Newborn Intensive Care Unit staff

ALEXANDRIA, La., April 13, 2022 – Rapides Women’s and Children’s Hospital celebrates its Newborn Intensive Care Unit’s 20th Anniversary on April 15!

When the NICU opened, it was licensed for 19 beds and had a staff of 35, including five neonatal nurse practitioners. Robert Schroeder, M.D., neonatologist, served as the NICU’s first full-time medical director and Terea McCarthy, RN, was the first NICU Manager.

                “In 2002, we were sending lots of babies to other hospitals, and it was always understood that we’d rather be able to keep babies here where they were born,” McCarthy said. “We had an entire fourth floor at RWCH available for expansion, so we had the space, but we didn’t know how to take care of NICU babies. There was a lot of learning involved.”

                Besides finding out what types of equipment and supplies would be needed, the staff also had to write policies and procedures, and train staff.

                “At first, we didn’t keep the really tiny micro preemies,” McCarthy said. “It was a process. It wasn’t just that we had to train nurses. We had to train all the ancillary staff as well, that meant speech, PT, respiratory, it really impacted every department.”

                Once all the processes were in place, it was time to pick an opening date. McCarthy chose April 15, “It was as good a day as any, and it was a date that everyone would find easy to remember.”

                The first babies born in the RWCH NICU were twins.
                “There were lots of picture taken of them and we kept up with the twins for several years,” McCarthy said. “We had some interesting times for sure. We had several employees who had babies in the NICU over the years. And some of the first NICU employees are still there.”

                 “I’ve had people, grown people, come up to me in the store and say, ‘Are you a nurse? I think there’s a picture of you in my baby book.’ There are some really heart-breaking stories, but there are some really good stories, too.”

                When the NICU first opened, premature babies were considered viable – or having a good chance of survival at 27 or 28 weeks.

                “The age of viability has been pushed farther back” said Julie Fontenot, RNC-OB, CPPS, Rapides Women’s and Children’s Hospital administrative director. “The use of surfactant for lung maturation has made a big difference.” (Surfactant is a mixture of fat and protein in the lungs that aids in lung function. If a baby is born too early, the body doesn’t have enough surfactant, so modified natural surfactant is administered via breathing tube.)

                Premature babies are now viable at 24 weeks, and sometimes younger.

                “There were miracles back then (2002), but with the invention of equipment and drugs, we can help babies born earlier and earlier,” McCarthy said.

                Tracy Alletag, RN, BSN, and NICU Manager, started working in the NICU 17 years ago.

                “During nursing clinicals, I enjoyed every department. But I didn’t know my true calling would be when I did my NICU rotation at Rapides,” Alletag said. “The fragile nature of the patients required such specialized care, and the connections we created with families, connections that last long after the babies leave the NICU, that’s what is so rewarding.”

                Shannon and Jason Smith of Deville still keep in touch with NICU employees who took care of their children, Jacee and Grant. Jacee is 18 and Grant is 11.

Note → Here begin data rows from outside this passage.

PR #1081, opened 2026-07-05
Consolidate the dialog .actions footer style into a shared sibling

### LINKED ISSUE #1078: Consolidate the dialog .actions footer style into dialogActionButtonStyles
Surfaced by a /simplify (DRY) pass on #1076; out of scope for that PR.

The dialog footer `.actions` block is duplicated verbatim:

```css
.actions {
  display: flex;
  justify-content: flex-end;
  gap: var(--wa-space-s);
  padding: var(--wa-space-m) 0 var(--wa-space-l);
}
```

It appears identically in `update-all-dialog.ts` and now `desktop-update-dialog.ts` (#1076). `dialogActionButtonStyles` (`src/styles/dialog-action-buttons.ts`) deliberately covers only the `.btn*` classes, and its own doc note says to add a shared `.actions` variant "only when it ships with at least two consumers using identical chrome" — which is now the case.

Proposal: add the `.actions` wrapper to `dialogActionButtonStyles` (or a sibling shared style) and drop the local copy from both dialogs. Small; left out of #1076 to avoid touching the shared style file and update-all-dialog. Note other dialogs use a loosely similar flex-end footer with slightly varying padding, so scope carefully.

bdraco:

Seven dialogs carried a byte-identical `.actions` footer block (right-aligned button row with the standard dialog-body padding). This adds a `dialogActionsRowStyles` sibling export next to `dialogActionButtonStyles` and drops the local copy from all seven; `update-all-dialog` and `desktop-update-dialog` (which already import the button styles) plus `clone-device`, `adopt`, `friendly-name`, `rename-device`, and `change-board`.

                “Jacee spent one week in the NICU,” Shannon said. “That was unexpected. But then when I was pregnant with Grant, we knew he would be born early and would go to the NICU.”

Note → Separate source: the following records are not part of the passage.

PR #1117, opened 2026-07-06
Add ethernet clk_mode migration banner to the component editor

bdraco:

Adds a one-click migration banner to the ethernet component panel, matching the shape of the "Enable encryption" security nudge. When the config carries the deprecated flat `clk_mode: GPIO<n>_(IN|OUT)` (removed upstream in ESPHome 2026.9.0), a notice appears above the form with a Migrate button that rewrites the draft to the nested `clk: {pin, mode}` form, dropping `clk_mode`. The rewrite is derived from the `GPIO<n>_(IN|OUT)` naming rule so any pin folds correctly; unknown or non-string values hide the banner rather than guessing.

The new `<esphome-deprecation-notice>` is registry driven like `SECURITY_SETTINGS`, so the next deprecated option is one registry entry plus copy. Shared plumbing moved out of the security notice into neutral modules: `notice-banner.ts` (the `apply-section-values` event both banners emit, with `undefined` meaning remove the key) and `notice-banner.styles.ts` (the banner CSS). The host handler was renamed `applySectionValues` accordingly; no dialog and no backend call since the rewrite is lossless and draft-only until save.

Verified in the live editor against a `clk_mode: GPIO17_OUT` config: banner shows, Migrate rewrites the buffer (siblings untouched), the clk form fills with pin GPIO17 and mode CLK_OUT, the banner self-hides, and the saved YAML passes `esphome config` with no deprecation warning.

- part of esphome/backlog#152 (backend ingest normalization is esphome/device-builder#1868)

## Types of changes

## Checklist

- [x] `npm run lint` passes.
- [x] `npm run test` passes.


esphbot (approved):
No blocking issues found.

PR #1130, opened 2026-07-07
Extract shared field styles for the text-input dialogs

### LINKED ISSUE #1125: Extract shared field styles for the text-input dialogs
The single text input dialogs each re-declare the same field stack CSS inline: `.field`, the field `label`, `.field-error`, `.field-warning`, and the helper text rule. The blocks in `rename-device-dialog.ts`, `clone-device-dialog.ts`, and `friendly-name-dialog.ts` are near verbatim copies (rename and clone differ only in the dialog width), with partial copies in `edit-pairing-endpoint-dialog.ts` and `adopt-dialog.ts`.

Proposal: add a shared `dialogFieldStyles` export under `src/styles/` and adopt it in the three dialogs, keeping per dialog width and body padding local. `adopt-dialog.ts` has a documented cascade ordering constraint, so it only joins if that comment survives cleanly.

Note there is already a second, parallel field styling convention in `src/styles/form-fields.ts` (`.field-label` / `.error`) used by the add-automation family; unifying the two conventions is worthwhile but out of scope here.

Found during a duplication audit of the codebase.

bdraco:

The rename-device, clone-device, and friendly-name dialogs each re-declared the same field stack CSS inline (`.field`, the field `label`, `.helper`, `.field-error`, `.field-warning`). This moves those rules into a shared `dialogFieldStyles` export (`src/styles/dialog-fields.ts`) and adopts it in the three dialogs; per dialog width and body padding stay local.

Verified no visual change by comparing computed styles in the running dashboard before and after, including the error and underscore warning states. The `edit-pairing-endpoint` and `adopt` dialogs keep their own field CSS on purpose, their spacing values differ so adopting the shared block would be a visual change. The parallel `formFieldStyles` convention used by the add-automation family is out of scope, see the issue for context.

- fixes https://github.com/esphome/device-builder-frontend/issues/1125

## Types of changes

## Checklist

- [x] `npm run lint` passes.
- [x] `npm run test` passes.

### DIFF
--- a/src/components/clone-device-dialog.ts
+++ b/src/components/clone-device-dialog.ts
@@ -8,6 +8,7 @@ import {
   dialogActionsRowStyles,
 } from "../styles/dialog-action-buttons.js";
 import { dialogChromeStyles, quietCloseButtonStyles } from "../styles/dialog-chrome.js";
+import { dialogFieldStyles } from "../styles/dialog-fields.js";
 import { inputStyles } from "../styles/inputs.js";
 import { espHomeStyles } from "../styles/shared.js";
 import { getDeviceNameWarning, validateDeviceName } from "../util/config-validation.js";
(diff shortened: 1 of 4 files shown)


bdraco:
@esphbot review

esphbot (approved):
No blocking issues found.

                The issue was Rh Factor. Shannon was making antibodies that attacked Grant’s blood cells. This occurs when mom and baby have differing proteins in the blood and baby’s blood mixes with mom’s – as had happened during Shannon’s first pregnancy.

                “Grant had several blood transfusions while he was in the womb starting at 22 weeks,” Shannon said. “Then, he had fluid around his heart. I wasn’t nervous about Grant going to the NICU at all because I knew how good they had treated Jacee.

                “We were in the NICU so much longer with Grant, so all the nurses felt like family. They would take pictures of Grant for us. They treated Grant like he was theirs. Anytime there was a ‘first,’ they would call us and include us. They didn’t have to do that, but they did.

                Grant spent 72 days in the NICU.

                “We were scared to death when we brought him home,” Shannon said. “We didn’t know what the future held. It wasn’t until 6 months later that we started to feel OK.”

                Now that both of her children are older, and those NICU days are far behind, Shannon is able to look back on the experience and offer words of encouragement to other families with babies in the NICU.

                “I always ask people, if they know they are going to have a baby in the NICU, or if they end up there unexpectedly, I ask if they are at Rapides. Because I know I can tell them that Rapides is going to take amazing care of the whole family.”